I understand everyone who wants to update their gear, be it to get closer to their photographic vision, or to be able to make photos that sell.

4 thoughts on “Gear is not important (unless it is)

  1. I look at it this way. Good gear will not make you good if you’re not, but bad gear will prevent you from being good. This applies in oh so many things. In many things, photography is one, physics comes into play. You simply cannot stop motion with the desired exposure and/or get the depth of field you want without the proper gear. There certainly is a law of diminishing returns… but there is still a place for most of the top end gear. There’s probably a few things made either because someone wanted bragging rights or somebody with very deep pockets financed gear for a particular problem (the Canon 5200mm comes to mind).

    Liked by 1 person

    1. That’s how I see it too. I just updated the post with a photo to illustrate that point. Not that I was a good photographer (or would even call myself that) back in 2003 but with what I had, I wasn’t able to capture the splendor of this scenery. Blown out highlights and drowned, noisy shadows. Wouldn’t have happened with better gear.

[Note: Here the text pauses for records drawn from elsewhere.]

PR #7788, opened 2021-03-25
Reorganize FIAM's Resources for FIAM

### LINKED ISSUE #7715: In-App Messaging via SPM missing resource bundle

  * Xcode version: 12.4
  * Firebase SDK version: 7.8.1
  * Installation method: Swift Package Manager
  * Firebase Component: Analytics, Crashlytics, InAppMessaging, Messaging

#### Steps to reproduce:

I have Firebase integrated via SPM. I am trying to send a test message for In-App Messaging. The device receives the message but I get an error when it attempts to display:

`7.8.1 - [Firebase/InAppMessaging][I-IAM400009] Display ran into error for message 592562000580575232: Error Domain=com.firebase.inappmessaging.display Code=1 "Resource bundle is missing." UserInfo={NSLocalizedDescription=Resource bundle is missing.}
`

#### Relevant Code:

N/A

ncooke3:
FIAM was not working on SPM because the resource bundle was not generating.

There was a lot of experimentation here so I wanted to make note of some realizations/learnings:
• In order for SPM to generate a bundle for a target, the target's resources need to be in the target's `Sources` directory.
• The Package manifest will attempt to compile and build all targets (an issue for targets with platform-specific resources).
• FIAM only provides default UI implementations for iOS (so I've removed the blank tvOS storyboard)
• SPM generates target bundles in a single directory. So if `target B` is listed as a dependency of `target A` and both targets defines `resources` in their declarations, then SPM will generate a `Target_B.bundle` and a `Target_A.bundle` at the **same** directory level (this was against my intuition as I thought target B's bundle would be within target A's bundle since A depends on B).

Note on SPM & platform specific resources:
• There currently isn't a clear cut way to define platform specific resources. [See the conversation on the Swift forums here.](https://forums.swift.org/t/platform-specific-resources/43612) The workaround here is to do something similar to what was done in [SPM for Analytics](https://github.com/firebase/firebase-ios-sdk/blob/881518c82aa5882bc9fff17b60881edef1ccea9e/Package.swift#L233) by creating a new target containing FIAM's iOS resources that is conditionally depended on in the primary FIAM target. 

Future work:
Translating FIAM's default UI implementations from storyboards to programmatic UIKit should make this type of problem easier to fix in the future because we can use preprocessor directives (which we can't use in storyboards). Plus, programmatic UI's should be easier to maintain and update. 

Fixes #7715.


Package.swift
```diff
@@ -599,8 +599,12 @@ let package = Package(
       exclude: [
         "DefaultUI/CHANGELOG.md",
         "DefaultUI/README.md",
+        "Resources/tvOS"
```
ncooke3, line 602: Seems like we still have to exclude the tvOS resources (else build failure when building on iOS targets) despite having the condition for this target set for iOS platforms only. Since FIAM only supports iOS, this should be okay?

paulb777: Should be fine until we're ready to restart the tvOS work

christibbs: @ncooke3 @paulb777 FIAM currently supports tvOS-- there's no default UI, but devs can define custom interfaces.

paulb777: @christibbs Oh right. Sorry about my confusion.

paulb777: FIAM support is there for CocoaPods but not Swift Package Manager : https://github.com/firebase/firebase-ios-sdk/blob/master/Package.swift#L585

ncooke3: I referenced https://firebase.google.com/docs/ios/learn-more ...should this table be amended to include a check for FIAM / tvOS?

christibbs: @ncooke3 Yes, reach out to Mark Arndt to update this.

maksymmalyhin:
@ncooke3 One option that seems to be worth trying if other approaches fail:
- define separate targets with resources per platform, e.g. `FirebaseInAppMessagingResources_ios`, `FirebaseInAppMessagingResources_tvos`, etc.
- define the resource targets as conditional dependencies to `FirebaseInAppMessagingTarget` e.g. like here: https://github.com/firebase/firebase-ios-sdk/blob/a7ada99447d7763b498c0f0887455c7890bc269e/Package.swift#L437

ncooke3:
thanks for the comment @maksymmalyhin! I think FIAM's target is conditionally dependent as well though. See here: https://github.com/firebase/firebase-ios-sdk/pull/7788/files#R585

Package.swift
```diff
@@ -594,11 +607,15 @@ let package = Package(
...
         .product(name: "GULEnvironment", package: "GoogleUtilities"),
         .product(name: "nanopb", package: "nanopb"),
+        .target(name: "FirebaseInAppMessaging_iOS", condition: .when(platforms: [.iOS])),
+        .target(name: "FirebaseInAppMessaging_tvOS", condition: .when(platforms: [.tvOS])),
       ],
       path: "FirebaseInAppMessaging/Sources",
       exclude: [
         "DefaultUI/CHANGELOG.md",
         "DefaultUI/README.md",
+        "iOS",
```
maksymmalyhin, line 617: Not sure if it actually matters here but looks like in other target we add `/` to the directory names we are excluding, so we may need to change it to `"iOS/"`.

ncooke3: Thanks for the tip! I can't tell if it makes a difference because the cause of the failures is elsewhere. I will keep this in mind though 🙂 

The failures we're now seeing are because I have added  platform-specific targets `FirebaseInAppMessaging_tvOS` and `FirebaseInAppMessaging_iOS`. AFAIU, while SPM supports targets having conditionally dependent platform-specific targets, it does not support platform-specific targets since all targets in the package manifest are compiled.

Currently, experimenting with rearranging our workflow tests to see if there is better way to test coverage. Will update soon!

maksymmalyhin: My guess was that exclude actually is not working here so the iOS and tvOS specific resource are still compiled for `FirebaseInAppMessaging` which triggers the compilation error. I think it's worth checking. But if the targets like `FirebaseInAppMessaging_tvOS` are still compiled for e.g. macOS even if they are not included as a dependency anywhere, then it's disappointing.

ncooke3: I believe targets like `FirebaseInAppMessaging_tvOS` are still compiled for e.g. macOS even if they are not included as a dependency anywhere. Here's a screenshot of the compile failure. Despite building for iOS, the packahe manifest still tries to compile the `FirebaseInAppMessaging_tvOS` target.

Screen Shot 2021-03-31 at 2 11 42 PM

maksymmalyhin: Disappointing... I would be curious if this an issue for the tests only or for a real project using Firebase as well.

christibbs:
I see 🟢

I'll run tests on this today and approve if we're looking good.

FirebaseInAppMessaging/iOS/FirebaseInAppMessaging_iOS.m
```diff
@@ -0,0 +1,18 @@
+// Copyright 2020 Google LLC
```
paulb777, line 1: 2021

FirebaseInAppMessaging/iOS/include/FirebaseInAppMessaging_iOS.h
```diff
@@ -0,0 +1,15 @@
+// Copyright 2020 Google LLC
```
paulb777, line 1: 2021

FirebaseInAppMessaging/Sources/DefaultUI/FIRIAMDefaultDisplayImpl.m
```diff
@@ -56,14 +53,23 @@ + (NSBundle *)getViewResourceBundle {
...
+#if SWIFT_PACKAGE
+    bundledResource = @"Firebase_FirebaseInAppMessaging_iOS";
+#else
+    bundledResource = @"InAppMessagingDisplayResources";
+#endif  // SWIFT_PACKAGE
+
     NSBundle *containingBundle;
     NSURL *bundleURL;
     // The containing bundle is different whether FIAM is statically or dynamically linked.
     for (containingBundle in @[ [NSBundle mainBundle], [NSBundle bundleForClass:myClass] ]) {
```
paulb777, line 68: What happens for tvOS?  Perhaps add a comment.

paulb777 (commented):
Nice way to eliminate complexity from the problem!

FirebaseInAppMessaging/Sources/DefaultUI/FIRIAMDefaultDisplayImpl.m
christibbs: tvOS doesn't have a default display implementation right now-- so this class isn't included.

christibbs: +1 for comment, though.

christibbs:
We're looking good. FIAM still works on iOS and tvOS via CocoaPods. FIAM iOS works via Swift Package Manager, not on tvOS. @ncooke3 this is expected, right?

maksymmalyhin:
@ncooke3 Great investigation, thank you for doing it!

I may be worth creating a doc like [this](https://github.com/firebase/firebase-ios-sdk/blob/master/AddNewPod.md) for the platform-specific resource in SPM with a summary, conclusions and recommendations for teams that use or plan to such resources. I can be done as a follow up for the PR.

christibbs:
Tested this on SPM and CocoaPods for iOS and tvOS. Everything's working.

christibbs (approved):

FirebaseInAppMessaging/Sources/DefaultUI/FIRIAMDefaultDisplayImpl.m
```diff
@@ -17,8 +17,6 @@
 #import <TargetConditionals.h>
 #if TARGET_OS_IOS
 
-#import <Foundation/Foundation.h>
-
```
ncooke3, line 21: This is already imported in the header file.

FirebaseInAppMessaging/Sources/DefaultUI/FIRIAMDefaultDisplayImpl.m
```diff
@@ -30,7 +28,6 @@
 #import "FirebaseInAppMessaging/Sources/DefaultUI/Modal/FIRIAMModalViewController.h"
 #import "FirebaseInAppMessaging/Sources/Private/Util/FIRIAMTimeFetcher.h"
 #import "FirebaseInAppMessaging/Sources/Public/FirebaseInAppMessaging/FIRInAppMessaging.h"
-#import "FirebaseInAppMessaging/Sources/Public/FirebaseInAppMessaging/FIRInAppMessagingRendering.h"
```
ncooke3, line 33: Another duplicate import.

maksymmalyhin (approved):
LGTM 👍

  2. Agreed. The gear does matter to a certain degree. My old Nikon D3200 with a kit lens couldn’t take night shots. Not due to anything necessarily with the camera, but since the lowest my lens would go was like 5.something, it just wasn’t going to happen.

    I also, think M nailed it. A beast of a camera isn’t going to make a bad photographer good, but a really bad camera can make a good photographer not as good as they could be.